Landscape systems as dynamic equilibria, human activity and change over time, and the management of coastal and upland landscapes.

What this dot point is asking

WJEC wants you to treat coastal and glaciated landscapes as systems in dynamic equilibrium, explain how human activity disturbs that balance over time, and evaluate the strategies used to manage these landscapes, with located examples.

The answer

Landscapes as dynamic systems

Coastal and glaciated landscapes are open systems. When a disturbance (a storm, sediment loss, a new sea wall) shifts the balance, negative feedback tends to restore equilibrium, for example a beach drawing down in a storm then rebuilding as constructive waves return sediment. Positive feedback amplifies the change instead, for example cliff retreat exposing more weak rock to erosion, which accelerates further retreat. Understanding which feedback dominates is the key to judging whether a landscape will recover or continue changing.

Human activity and change over time

Human pressures alter sediment supply and process rates. Coastal dredging and dam-building cut sediment to beaches; tourism and trampling degrade dunes and footpaths; farming and afforestation change upland runoff and slope stability. Over time, climate change raises sea level (projected $0.5$ to $1$ m or more by 2100) and storminess, so eroding and low-lying coasts such as Borth and Fairbourne in mid and north Wales face growing risk. The Holderness coast in Yorkshire, retreating at roughly $2$ m per year on weak boulder clay, shows how quickly a disturbed system can change.

Managing coastal landscapes

Hard engineering resists the sea: sea walls reflect wave energy, groynes trap longshore drift to widen beaches, rock armour (riprap) and gabions absorb energy. It is effective but expensive (a sea wall can cost several thousand pounds per metre), visually intrusive and can fail or shift problems downdrift. Soft engineering works with nature: beach nourishment replaces sediment, managed realignment lets the sea flood low land to create salt marsh, and dune stabilisation plants marram grass. It is cheaper and more sustainable but slower and less certain in the short term.

Shoreline management and sustainability

A shoreline management plan (SMP) decides policy for each coastal unit: hold the line, advance the line, managed realignment (strategic retreat) or no active intervention. The choice weighs the value of land, cost-benefit, and knock-on effects.

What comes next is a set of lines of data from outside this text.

PR #220, opened 2016-10-05
Add v2 run with collaborators

dougmartin:


app/helpers/interactive_run_helper.rb
```diff
@@ -34,6 +34,13 @@ def interactive_data_div(interactive,run)
     if (run)
       data['puturl'] = put_url(interactive,run)
       data['geturl'] = get_url(interactive,run)
+      if run.collaboration_run
+        collaborator_urls = []
+        run.collaboration_run.collaborators_runs(run.activity, run.user).each do |collaborator_run|
+          collaborator_urls.push(get_url(interactive,collaborator_run))
```
scytacki: Why not use full URLs here instead of paths?
The javascript code above has to add the protocol, host, and path. But Rails should be able to add that for you. If `get_url` used `..._url` instead of `..._path` I think this would work.

dougmartin: I was keeping with the get_url/put_url design which is used inside iFramePhone so it can use relative urls.  These urls are also put in the encoded laraParameters url parameter so duplicating the host and port is going to take up a lot of space.

dougmartin: I see what you mean know about using `get_url` since we just use it in one place and use Javascript to add the domain.  I'll update the commit.

PR #222, opened 2016-10-06
Completion page sometimes clips next-activity icon.

knowuh:
Small CSS fix.

[#131758617]
https://www.pivotaltracker.com/story/show/131758617


scytacki:
👍

PR #223, opened 2016-10-12
increase upload size for nginx

scytacki:
This fixes a bug found in the draw tool. If drawings are bigger than 1MB then they get rejected by nginx.  I tested a drawing that was bigger than 1MB and it works with this change.
There might be other limits in our stack through.

[#132108989]


knowuh:
Looks good.

PR #224, opened 2016-10-13
without collaborator URLs interactives fail

scytacki:
If there are no collaborators then this code was breaking. And that then broke any CODAP interactives because they didn't get the initInteractive call.

[#132185691]


dougmartin:
Looks good 👍

PR #225, opened 2016-10-26
destroy answers when an embeddable is destroyed

scytacki:
image_questions already did this.
this commit also destroys multiple_choice choices when the multiple_choice
is destroyed.
[#133189183]


knowuh:
Looks good.

PR #226, opened 2016-11-01
this fixes a few issues with the migration

scytacki:
1. the migration needs to clear the learner_url of the IRS otherwise the
student will continue to see the old style interact
2. some of the interactives have been switched over already but not all
of the corresponding run states. The migration should migrate those
older run states anyway.


dougmartin:
Looks good 👍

At Fairbourne in Gwynedd, the long-term SMP controversially points towards eventual decommissioning of the village from around 2054 as defence becomes unaffordable against rising seas, making it a leading UK example of planned coastal retreat and the social conflict it creates.

Examples in context

Example 1. Planned retreat at Fairbourne, Gwynedd. Fairbourne is a low-lying village of around $450$ homes on the Mawddach estuary, protected by a sea wall and embankment. Because the village sits barely above sea level, the Gwynedd shoreline management plan judges that defending it indefinitely against rising seas is not viable, and proposes decommissioning from around 2054, relocating residents and returning the land to the estuary. The case shows the human and political dimension of coastal management: residents face blighted house values and uncertainty, while planners weigh the cost of defence against the value of the land. It is the clearest Welsh example of managed retreat in practice.

Example 2. Soft engineering and dune management on the Welsh coast. At Ynyslas and along Cardigan Bay, dune stabilisation uses marram-grass planting, fencing and boardwalks to fix mobile sand and reduce trampling damage from tourism, working with natural processes rather than against them. Beach nourishment has been used on several Welsh and English resort frontages to widen beaches that absorb wave energy and protect the coast behind. These soft approaches are cheaper and more sustainable than sea walls, conserve the natural landscape and habitat, but require ongoing maintenance and give less certain protection during severe storms, illustrating the trade-off examiners expect you to evaluate.

Try this

Q1. Define dynamic equilibrium. [2 marks]

• Cue. A balanced system state where inputs and outputs of energy and matter are roughly equal over time.

Q2. Explain one disadvantage of using groynes to manage a coastline. [3 marks]

• Cue. Groynes trap longshore drift to build the local beach, but starve the next stretch of sediment, increasing erosion downdrift.